Data shown
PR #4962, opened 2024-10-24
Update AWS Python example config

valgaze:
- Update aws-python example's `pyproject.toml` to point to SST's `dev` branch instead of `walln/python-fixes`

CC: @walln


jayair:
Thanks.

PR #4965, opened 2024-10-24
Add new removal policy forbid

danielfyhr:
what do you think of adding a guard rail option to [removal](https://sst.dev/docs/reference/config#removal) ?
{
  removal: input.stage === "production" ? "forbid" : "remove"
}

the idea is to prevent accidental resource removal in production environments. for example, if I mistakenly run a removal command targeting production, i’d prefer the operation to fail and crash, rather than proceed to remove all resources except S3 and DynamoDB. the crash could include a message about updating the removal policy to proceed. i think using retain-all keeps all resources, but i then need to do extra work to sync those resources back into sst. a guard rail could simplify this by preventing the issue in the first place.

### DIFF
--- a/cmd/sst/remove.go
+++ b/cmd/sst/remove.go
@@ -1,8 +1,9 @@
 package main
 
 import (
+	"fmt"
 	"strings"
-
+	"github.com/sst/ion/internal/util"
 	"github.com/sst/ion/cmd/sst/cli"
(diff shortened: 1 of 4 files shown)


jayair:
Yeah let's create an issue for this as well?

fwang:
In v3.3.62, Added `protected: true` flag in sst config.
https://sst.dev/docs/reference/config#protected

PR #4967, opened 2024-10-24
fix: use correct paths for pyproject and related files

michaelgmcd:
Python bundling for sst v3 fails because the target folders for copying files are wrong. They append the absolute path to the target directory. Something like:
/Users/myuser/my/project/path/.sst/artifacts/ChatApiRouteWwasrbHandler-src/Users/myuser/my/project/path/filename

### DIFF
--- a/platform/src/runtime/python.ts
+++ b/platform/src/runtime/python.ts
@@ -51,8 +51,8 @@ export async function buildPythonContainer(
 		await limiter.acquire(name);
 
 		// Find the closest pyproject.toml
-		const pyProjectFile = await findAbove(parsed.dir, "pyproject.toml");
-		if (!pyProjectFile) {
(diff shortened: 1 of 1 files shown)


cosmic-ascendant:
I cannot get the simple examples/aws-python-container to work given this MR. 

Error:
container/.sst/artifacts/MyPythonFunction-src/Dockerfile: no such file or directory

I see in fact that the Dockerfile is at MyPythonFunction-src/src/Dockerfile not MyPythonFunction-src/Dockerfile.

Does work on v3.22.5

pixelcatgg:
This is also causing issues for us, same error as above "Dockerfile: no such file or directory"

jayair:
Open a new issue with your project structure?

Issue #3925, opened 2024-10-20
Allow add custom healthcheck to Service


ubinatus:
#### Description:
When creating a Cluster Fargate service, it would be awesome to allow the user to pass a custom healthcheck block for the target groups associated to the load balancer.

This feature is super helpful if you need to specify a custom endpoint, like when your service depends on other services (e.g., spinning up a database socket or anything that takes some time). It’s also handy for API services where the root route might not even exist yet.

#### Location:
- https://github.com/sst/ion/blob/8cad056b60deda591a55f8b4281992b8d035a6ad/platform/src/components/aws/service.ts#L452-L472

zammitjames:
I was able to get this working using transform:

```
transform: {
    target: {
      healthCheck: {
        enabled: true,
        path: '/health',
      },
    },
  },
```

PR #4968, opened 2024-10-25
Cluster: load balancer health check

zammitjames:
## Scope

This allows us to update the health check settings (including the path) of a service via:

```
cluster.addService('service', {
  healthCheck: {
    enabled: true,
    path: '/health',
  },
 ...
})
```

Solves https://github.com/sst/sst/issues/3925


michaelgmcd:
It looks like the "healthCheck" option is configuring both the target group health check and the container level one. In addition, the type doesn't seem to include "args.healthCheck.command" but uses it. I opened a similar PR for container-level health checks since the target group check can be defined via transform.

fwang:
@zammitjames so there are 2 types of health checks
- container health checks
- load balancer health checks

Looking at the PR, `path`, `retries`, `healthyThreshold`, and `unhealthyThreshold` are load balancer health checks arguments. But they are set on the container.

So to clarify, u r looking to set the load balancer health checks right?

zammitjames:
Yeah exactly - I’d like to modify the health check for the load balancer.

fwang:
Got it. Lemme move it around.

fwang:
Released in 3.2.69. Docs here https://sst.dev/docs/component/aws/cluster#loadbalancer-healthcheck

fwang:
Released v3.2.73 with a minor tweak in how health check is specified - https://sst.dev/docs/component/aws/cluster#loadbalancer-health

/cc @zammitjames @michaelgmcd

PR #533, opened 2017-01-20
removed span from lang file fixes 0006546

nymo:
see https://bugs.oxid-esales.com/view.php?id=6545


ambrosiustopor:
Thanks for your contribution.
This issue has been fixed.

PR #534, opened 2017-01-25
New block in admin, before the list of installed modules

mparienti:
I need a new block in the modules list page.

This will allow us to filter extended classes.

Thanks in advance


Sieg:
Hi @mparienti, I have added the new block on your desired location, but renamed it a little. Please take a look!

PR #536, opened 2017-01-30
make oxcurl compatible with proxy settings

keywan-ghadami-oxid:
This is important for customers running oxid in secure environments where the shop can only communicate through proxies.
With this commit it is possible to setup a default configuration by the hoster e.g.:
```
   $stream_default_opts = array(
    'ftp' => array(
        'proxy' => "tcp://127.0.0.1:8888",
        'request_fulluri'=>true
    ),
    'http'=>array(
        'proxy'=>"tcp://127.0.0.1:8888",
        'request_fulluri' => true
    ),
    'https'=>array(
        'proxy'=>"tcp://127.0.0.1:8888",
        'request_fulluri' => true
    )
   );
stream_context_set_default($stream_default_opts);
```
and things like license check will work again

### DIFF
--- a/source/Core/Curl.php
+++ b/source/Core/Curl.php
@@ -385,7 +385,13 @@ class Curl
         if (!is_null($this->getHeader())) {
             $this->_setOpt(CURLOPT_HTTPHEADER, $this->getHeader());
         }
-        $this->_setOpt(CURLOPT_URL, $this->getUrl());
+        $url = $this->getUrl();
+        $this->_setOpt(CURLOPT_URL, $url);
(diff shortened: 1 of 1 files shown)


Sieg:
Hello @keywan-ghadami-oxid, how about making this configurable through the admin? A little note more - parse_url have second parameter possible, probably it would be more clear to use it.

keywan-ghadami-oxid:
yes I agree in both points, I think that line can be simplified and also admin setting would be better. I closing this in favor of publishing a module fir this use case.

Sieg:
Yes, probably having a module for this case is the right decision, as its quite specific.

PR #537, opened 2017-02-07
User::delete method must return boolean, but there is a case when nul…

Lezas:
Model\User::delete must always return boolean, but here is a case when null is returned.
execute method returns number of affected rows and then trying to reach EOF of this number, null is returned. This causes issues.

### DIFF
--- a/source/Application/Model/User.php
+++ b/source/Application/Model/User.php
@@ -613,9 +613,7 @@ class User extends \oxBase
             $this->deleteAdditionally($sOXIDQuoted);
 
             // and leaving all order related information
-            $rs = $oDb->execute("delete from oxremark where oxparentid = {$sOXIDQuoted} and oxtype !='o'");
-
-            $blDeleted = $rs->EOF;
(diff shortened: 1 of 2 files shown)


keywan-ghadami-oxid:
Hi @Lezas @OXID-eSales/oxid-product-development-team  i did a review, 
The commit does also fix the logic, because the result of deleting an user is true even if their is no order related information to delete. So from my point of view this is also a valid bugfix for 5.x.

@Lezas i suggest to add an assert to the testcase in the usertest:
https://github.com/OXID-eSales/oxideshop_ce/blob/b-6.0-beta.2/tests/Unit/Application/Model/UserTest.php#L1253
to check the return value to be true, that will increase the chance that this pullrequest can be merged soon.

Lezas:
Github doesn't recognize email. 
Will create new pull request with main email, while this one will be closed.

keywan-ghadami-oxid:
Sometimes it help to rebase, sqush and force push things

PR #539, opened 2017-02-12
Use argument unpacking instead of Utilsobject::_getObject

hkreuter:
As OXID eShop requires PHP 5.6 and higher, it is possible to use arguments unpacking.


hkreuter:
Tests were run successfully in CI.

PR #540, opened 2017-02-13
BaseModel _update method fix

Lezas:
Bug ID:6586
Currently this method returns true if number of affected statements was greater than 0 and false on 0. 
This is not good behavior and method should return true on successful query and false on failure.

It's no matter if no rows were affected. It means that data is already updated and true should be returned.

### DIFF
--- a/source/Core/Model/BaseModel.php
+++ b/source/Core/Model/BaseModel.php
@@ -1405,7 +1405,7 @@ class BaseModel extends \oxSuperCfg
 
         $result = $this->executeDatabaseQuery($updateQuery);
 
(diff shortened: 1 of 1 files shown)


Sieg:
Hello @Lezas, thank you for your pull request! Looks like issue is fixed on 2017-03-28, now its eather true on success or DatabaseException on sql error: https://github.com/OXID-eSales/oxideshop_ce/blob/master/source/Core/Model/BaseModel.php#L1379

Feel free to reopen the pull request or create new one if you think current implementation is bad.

Brief
Please return every line of the material above that includes "from".

Solution below
removed span from lang file fixes 0006546
-            $rs = $oDb->execute("delete from oxremark where oxparentid = {$sOXIDQuoted} and oxtype !='o'");
The commit does also fix the logic, because the result of deleting an user is true even if their is no order related information to delete. So from my point of view this is also a valid bugfix for 5.x.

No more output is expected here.